SOURCE RECORDS:

PR #2147, opened 2015-12-15
Minerkasch/yarn

wjsl:
PR contains a dd-agent check for YARN clusters.


checks.d/yarn.py
```diff
@@ -0,0 +1,264 @@
...
+YARN_NODES_PATH = '/ws/v1/cluster/nodes'
+
+# Metric types
+GAUGE = 'gauge'
+
+YARN_CLUSTER_METRICS_ELEMENT = 'clusterMetrics'
+
+# Cluster metrics for YARN
+YARN_CLUSTER_METRICS = {
+    'appsSubmitted': ('yarn.metrics.appsSubmitted', GAUGE),
```
remh: The usual datadog metrics name don't use camelCase usually but camel_case.

checks.d/yarn.py
```diff
@@ -0,0 +1,264 @@
...
+    def _get_cluster_id(self, rm_address):
+
+        # Get the cluster info
+        info_json = self._rest_request_to_json(rm_address, INFO_URI)
+
+        if info_json:
+            if info_json['clusterInfo']:
+                if info_json['clusterInfo']['id']:
+                    return info_json['clusterInfo']['id']
+
```
remh: Should we raise an exception here ?
```python
def _get_cluster_id(self, rm_address):
    info_json = self._rest_request_to_json(rm_address, INFO_URI)
    cluster_id = info_json.get("clusterInfo", {}).get("id")
    if cluster_id is not None:
        return cluster_id
    raise Exception("Unable to retrieve cluster id")
```

checks.d/yarn.py
```diff
@@ -0,0 +1,264 @@
...
+
+    def _yarn_cluster_metrics(self, hostname, cluster_id, rm_address):
+        metrics_json = self._rest_request_to_json(rm_address, YARN_CLUSTER_METRICS_PATH)
+
+        if metrics_json:
+            keys = ['cluster_id:' + str(cluster_id)]
+
+            if metrics_json[YARN_CLUSTER_METRICS_ELEMENT] is not None:
+
```
remh: Nitpick but those blank lines are not necessary

checks.d/yarn.py
```diff
@@ -0,0 +1,264 @@
...
+        return None
+
+
+    def _yarn_cluster_metrics(self, hostname, cluster_id, rm_address):
+        metrics_json = self._rest_request_to_json(rm_address, YARN_CLUSTER_METRICS_PATH)
+
+        if metrics_json:
+            keys = ['cluster_id:' + str(cluster_id)]
+
+            if metrics_json[YARN_CLUSTER_METRICS_ELEMENT] is not None:
```
remh: I think that you should assign
metrics_json.get(YARN_CLUSTER_METRICS_ELEMENT) to a variable and use it after.

checks.d/yarn.py
```diff
@@ -0,0 +1,264 @@
...
+            if metrics_json['apps'] is not None:
+                if metrics_json['apps']['app'] is not None:
+
+                    for app_json in metrics_json['apps']['app']:
+
+                        cluster_id = app_json['clusterId']
+                        app_id = app_json['id']
+
+                        keys = ['cluster_id:' + str(cluster_id)]
+                        keys.append('app_id:' + str(app_id))
```
remh: Why not adding this tag when instanciating the list ?
Also you should call the list `tags` instead of `keys`
```python
tags = ["cluster_id:%s" % cluster_id, "app_id:%s" % app_id]
```
Als

checks.d/yarn.py
```diff
@@ -0,0 +1,264 @@
...
+
+            if metrics_json[status] is not None:
+                self._set_metric(metric_name,
+                    metric_type,
+                    metrics_json[status],
+                    keys,
+                    hostname)
+
+
+    def _set_metric(self, metric_name, metric_type, value, tags=None, hostname=None, device_name=None):
```
remh: you shouldn't pass the hostname to your metrics as it will most likely be localhost.

checks.d/yarn.py
```diff
@@ -0,0 +1,264 @@
...
+
+    def _rest_request_to_json(self, address, object_path):
+        '''
+        Return None if error occurred
+        '''
+
+        response_json = None
+
+        try:
+            uri = HTTP + address + object_path
```
remh: You should use urljoin instead of concatenating the url yourself

checks.d/yarn.py
```diff
@@ -0,0 +1,264 @@
...
+            response = urllib2.urlopen(uri)
```
remh: Can you use the requests library instead? It's simpler to use

checks.d/yarn.py
```diff
@@ -0,0 +1,264 @@
...
+            response_json = json.load(response)
+
+        except (HTTPError, URLError, ValueError) as e:
```
remh: No need for an event here. But you should send service checks instead

remh:
Thanks that's a pretty nice first version! Nicely written and easy to read!

Can you ping me when the comments made are fixed please ?

Thanks again

irabinovitch:
Retrigered the ZK and ES. I dont think they failed a result of this PR.

checks.d/yarn.py
```diff
@@ -0,0 +1,287 @@
...
+
+    def __init__(self, name, init_config, agentConfig, instances=None):
+        AgentCheck.__init__(self, name, init_config, agentConfig, instances)
+        self._timeout = DEFAULT_TIMEOUT
+
+    def check(self, instance):
+
+        # Get properties from conf file
+        rm_address = instance.get('resourcemanager_uri', DEFAULT_RM_URI)
+        self._timeout = int(instance.get('timeout', DEFAULT_TIMEOUT))
```
remh: You shouldn't store instance level setting at the check level.

checks.d/yarn.py
zachradtka: I have updated the check to raise an exception if the cluster ID can't be found. I am just wondering if this is still an issue.

remh:
Thanks a lot @wjsl 
This looks almost ready ?
Can you make sure to respect the [contributing guidelines](https://github.com/DataDog/dd-agent/blob/master/CONTRIBUTING.md) please ?

Especially regarding the commit messages. Can you squash your commits into one and also write a more descriptive PR message ? 

Thanks again!

zachradtka:
Squashed and updated the commit message. Anything else?

wjsl:
I looked at the TravisCI failure and they seem to be related to ZK, which we shouldn't be touching. Anything on our end we can do to get this PR closed?

checks.d/yarn.py
remh: Thanks @zachradtka 
I think it would be better to have:
```python
cluster_id = info_json.get("clusterInfo", {}).get("id")
if cluster_id is not None:
   ...
```
instead of all the if statements. Also this would ensure that we wouldn't get a KeyError

remh:
Thanks @wjsl @zachradtka added one last comment.
Regarding the failing ZK test, can you rebase your branch with master ? That should fix the issue. We'll be able to merge after.

PR #2152, opened 2015-12-17
[snmp] convert into network-check to run instances in parallel

truthbk:
# Multi-threaded SNMP Check (as a Network Check)
This PR allows checking for multiple SNMP instances in parallel, each running in it's own thread (within the allocated thread-pool). The actual OID/walk is still done serially for each instance, but this PR should help organizations with multiple instances configured with a performance benefit as a factor of the thread pool size.

NOTE: tests involving rates now require three runs because network checks report the results of the nth run on the n+1 run.

### DIFF
--- a/checks.d/snmp.py
+++ b/checks.d/snmp.py
@@ -9,7 +9,7 @@ from pysnmp.smi import builder
 from pysnmp.smi.exval import noSuchInstance, noSuchObject
 
 # project
-from checks import AgentCheck
+from checks.network_checks import NetworkCheck, Status
 from config import _is_affirmative
 
 
@@ -41,29 +41,43 @@ def reply_invalid(oid):
         noSuchObject.isSameTypeWith(oid)
 
 
-class SnmpCheck(AgentCheck):
+class SnmpCheck(NetworkCheck):
 
+    SOURCE_TYPE_NAME = 'system'
     cmd_generator = None
     # pysnmp default values
     DEFAULT_RETRIES = 5
     DEFAULT_TIMEOUT = 1
+    SC_STATUS = 'snmp.can_check'
 
-    def __init__(self, name, init_config, agentConfig, instances=None):
-        AgentCheck.__init__(self, name, init_config, agentConfig, instances)
-
-        # Load Custom MIB directory
-        mibs_path = None
-        ignore_nonincreasing_oid = False
-        if init_config is not None:
-            mibs_path = init_config.get("mibs_folder")
-            ignore_nonincreasing_oid = _is_affirmative(
-                init_config.get("ignore_nonincreasing_oid", False))
-
-        # Create SNMP command generator and aliases
-        self.create_command_generator(mibs_path, ignore_nonincreasing_oid)
+    def __init__(self, name, init_config, agentConfig, instances):
+        for instance in instances:
+            if 'name' not in instance:
+                instance['name'] = instance['ip_address']
+            instance['skip_event'] = True
 
         # Set OID batch size
         self.oid_batch_size = int(init_config.get("oid_batch_size", DEFAULT_OID_BATCH_SIZE))
+
+        # Load Custom MIB directory
+        self.mibs_path = None
+        ignore_nonincreasing_oid = False
+        if init_config is not None:
+            self.mibs_path = init_config.get("mibs_folder")
+            self.ignore_nonincreasing_oid = _is_affirmative(
+                init_config.get("ignore_nonincreasing_oid", False))
+
+        NetworkCheck.__init__(self, name, init_config, agentConfig, instances)
+
+    def _load_conf(self, instance):
+        tags = instance.get("tags", [])
+        ip_address = instance["ip_address"]
+        metrics = instance.get('metrics', [])
+        timeout = int(instance.get('timeout', self.DEFAULT_TIMEOUT))
+        retries = int(instance.get('retries', self.DEFAULT_RETRIES))
+
+        return ip_address, tags, metrics, timeout, retries
+
 
     def snmp_logger(self, func):
         """
@@ -242,20 +256,24 @@ class SnmpCheck(AgentCheck):
         self.log.debug("Raw results: {0}".format(results))
         return results
 
-    def check(self, instance):
+    def _check(self, instance):
         '''
         Perform two series of SNMP requests, one for all that have MIB asociated
         and should be looked up and one for those specified by oids
         '''
-        tags = instance.get("tags", [])
-        ip_address = instance["ip_address"]
+
+        ip_address, tags, metrics, timeout, retries = self._load_conf(instance)
+
+        tags += ['snmp_device:{0}'.format(ip_address)]
+
         table_oids = []
         raw_oids = []
-        timeout = int(instance.get('timeout', self.DEFAULT_TIMEOUT))
-        retries = int(instance.get('retries', self.DEFAULT_RETRIES))
+
+        # Create SNMP command generator and aliases
+        self.create_command_generator(self.mibs_path, self.ignore_nonincreasing_oid)
 
         # Check the metrics completely defined
-        for metric in instance.get('metrics', []):
+        for metric in metrics:
             if 'MIB' in metric:
                 try:
                     assert "table" in metric or "symbol" in metric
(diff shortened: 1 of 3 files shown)


checks.d/snmp.py
```diff
@@ -242,20 +256,24 @@ def check_table(self, instance, oids, lookup_names, timeout, retries):
...
+
+        tags += ['snmp_device:{0}'.format(ip_address)]
+
         table_oids = []
         raw_oids = []
-        timeout = int(instance.get('timeout', self.DEFAULT_TIMEOUT))
-        retries = int(instance.get('retries', self.DEFAULT_RETRIES))
+
+        # Create SNMP command generator and aliases
+        self.create_command_generator(self.mibs_path, self.ignore_nonincreasing_oid)
```
yannmh: Any reason why this was moved from `__init__` to `_check` ?

checks.d/snmp.py
```diff
@@ -316,17 +342,15 @@ def report_raw_metrics(self, instance, results):
                 name = metric.get('name', 'unnamed_metric')
                 self.submit_metric(name, value, tags)
 
-    def report_table_metrics(self, instance, results):
+    def report_table_metrics(self, metrics, results, tags):
```
yannmh: :clap: for the cleanup :construction:

checks.d/snmp.py
```diff
@@ -300,14 +327,13 @@ def report_raw_metrics(self, instance, results):
...
-        tags = instance.get("tags", [])
-        tags = tags + ["snmp_device:" + instance.get('ip_address')]
-        for metric in instance.get('metrics', []):
+        for metric in metrics:
             if 'OID' in metric:
                 queried_oid = metric['OID']
                 for oid in results:
                     if oid.startswith(queried_oid):
                         value = results[oid]
+                        self.log.warning("Found matching oid: {0} - {1}".format(oid, value))
```
yannmh: I think you meant a `self.log.debug` here no ?

tests/checks/integration/test_snmp.py
```diff
@@ -107,19 +113,58 @@ class SNMPTestCase(AgentCheckTest):
...
+        Raise after
+        """
+        i = 0
+        while i < RESULTS_TIMEOUT:
+            self.check._process_results()
+            if len(getattr(self.check, attribute)) >= count:
+                return getattr(self.check, method)()
+            time.sleep(1)
+            i += 1
+        raise Exception("Didn't get the right count of service checks in time, {0}/{1} in {2}s: {3}"
```
yannmh: The method is generic, not the exception message mentioning "the right count of service checks"

tests/checks/integration/test_snmp.py
```diff
@@ -131,8 +176,11 @@ def test_command_generator(self):
 
         # Test command generator `ignoreNonIncreasingOid` parameter
         self.run_check(self.IGNORE_NONINCREASING_OID, force_reload=True)
+        self.wait_for_async_attrib('cmd_generator')
         self.assertTrue(self.check.cmd_generator.ignoreNonIncreasingOid)
 
+        self.coverage_report()
```
yannmh: Why a coverage report ? No service check or metric is tested.

tests/checks/integration/test_snmp.py
```diff
@@ -107,19 +113,58 @@ class SNMPTestCase(AgentCheckTest):
...
+            i += 1
+        raise Exception("Attribute not created in time.")
+
+
     def test_command_generator(self):
         """
         Command generator's parameters should match init_config
         """
-        self.run_check(self.MIBS_FOLDER)
+        self.run_check_twice(self.MIBS_FOLDER)
```
yannmh: I am not sure to understand why you need to run it twice here.

tests/checks/integration/test_snmp.py
```diff
@@ -169,17 +220,21 @@ def test_snpget(self):
...
         }
+        self.run_check_twice(config)
+        self.service_checks = self.wait_for_async('get_service_checks', 'service_checks', 1)
+
+        # Test service check
+        self.assertServiceCheck("snmp.can_check", status=AgentCheck.OK,
+                                tags=self.CHECK_TAGS, count=1)
+
         self.run_check(config)
+        time.sleep(1)
```
yannmh: Shall we `wait_for` `self.metrics` instead ?

tests/checks/integration/test_snmp.py
```diff
@@ -234,7 +295,10 @@ def test_invalid_metric(self):
         config = {
             'instances': [self.generate_instance_config(self.INVALID_METRICS)]
         }
-        self.assertRaises(Exception, self.run_check, config)
+        self.run_check(config)
+        self.service_checks = self.wait_for_async('get_service_checks', 'service_checks', 1)
+
+        # no exception raised as it's thrown in thread: self.assertRaises(Exception, self.run_check, config)
```
yannmh: Can we assert that something was `CRITICAL` or `EXCEPTION` logged instead ?

tests/checks/integration/test_snmp.py
```diff
@@ -253,8 +317,10 @@ def test_network_failure(self):
         config = {
             'instances': [instance]
         }
+        self.run_check(config)
+        self.service_checks = self.wait_for_async('get_service_checks', 'service_checks', 1)
 
-        self.assertRaises(Exception, self.run_check, config)
+        # no exception raised as it's thrown in thread: self.assertRaises(Exception, self.run_check, config)
```
yannmh: Same :)

checks.d/snmp.py
```diff
@@ -272,27 +290,36 @@ def check(self, instance):
...
 
             if raw_oids:
                 self.log.debug("Querying device %s for %s oids", ip_address, len(raw_oids))
                 raw_results = self.check_table(instance, raw_oids, False, timeout, retries)
-                self.report_raw_metrics(instance, raw_results)
+                self.report_raw_metrics(metrics, raw_results, tags)
         except Exception as e:
             if "service_check_error" not in instance:
                 instance["service_check_error"] = "Fail to collect metrics: {0}".format(e)
             raise
```
yannmh: This will never raise because of the `finally` returning below.

tests/checks/integration/test_snmp.py
```diff
@@ -142,6 +190,9 @@ def test_type_support(self):
                 self.SUPPORTED_METRIC_TYPES + self.UNSUPPORTED_METRICS)]
         }
         self.run_check_twice(config)
+        self.service_checks = self.wait_for_async('get_service_checks', 'service_checks', 1)
+        self.run_check(config)
+        self.service_checks = self.wait_for_async('get_service_checks', 'service_checks', 1)
```
yannmh: How about something like 
```python
self.run_check(config, repeat=3)
self.service_checks = self.wait_for_async('get_service_checks', 'service_checks', 3)[-1:]
```
???

yannmh:
Nice changes. Added a few comments here and there :cactus:

tests/checks/integration/test_snmp.py
truthbk: I don't need to :)

tests/checks/integration/test_snmp.py
truthbk: more copy+paste havoc

truthbk:
thanks a lot for your input @yannmh - if you could please take another pass sometime, that'd be great.

truthbk:
Tests pass locally but not on Travis - check out what's up!

yannmh:
Your changes look good to be merged.

Failing tests are due to some `flake8` missing dependencies on Travis's Python 2.6 environment. 
I am not sure what's going on here but it's certainly unrelated to your changes: let's fix this in a separate PR.

yannmh:
My bad, there are actually multiple Travis CI errors. While it looks unrelated to your changes and specific to Travis CI Python 2.6 , let's investigate more before merging any change.

truthbk:
After rebasing to master all `2.6` tests are failing with what seems a broken `virtualenv` on Travis. 

Also the `snmpd` test may sometimes flap because we collect some `rates` that are based on network stats (`udpDatagrams`, `ifInOctets`, etc) so if the stats don't change the rate is 0 and they're not flushed.

truthbk:
closing in favor of #2214 to fix TravisCI issues.

yannmh:
:shipit:

PR #2154, opened 2015-12-18
Update the mirror urls to use Apache archives for ZK tests

irabinovitch:
Update the mirror urls to use Apache.org archives, the previously used cogent mirror only includes the latest release. As such each time apache releases a new version the url we had here previously would begin returning 404 and fail tests.

Also start testing against 3.4.7, rather than 3.4.6.


remh:
:+1:

PR #2155, opened 2015-12-18
[packaging] Fix config reload on osx and source install

olivielpeau:
We don't package our own `kill` bin with the osx and source installs, so use the command provided by the OS for these install methods.

The cross-platform compatibility of the HUP signal seems to be good, so we can expect this to work well on most platforms.

Tested on OSX and FreeBSD.


hkaj:
LGTM

PR #2156, opened 2015-12-18
Rebased pr #1770: gather stats from zookeeper mntr command

talwai:
This is a rebased and slightly modified version of @jpittis #1770 
The addition puts the `zookeeper.instances.*` gauges behind an instance-level configuration flag (defaults to `True`). Users can flag this off if they prefer to rely solely on the `expected_mode` service check to monitor instance status


talwai:
cc @jpittis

YOUR GOAL:
Where the string "when" shows up in the listing above, copy the line that holds it.

ANSWER FOR THIS EXERCISE:
remh: Why not adding this tag when instanciating the list ?
Can you ping me when the comments made are fixed please ?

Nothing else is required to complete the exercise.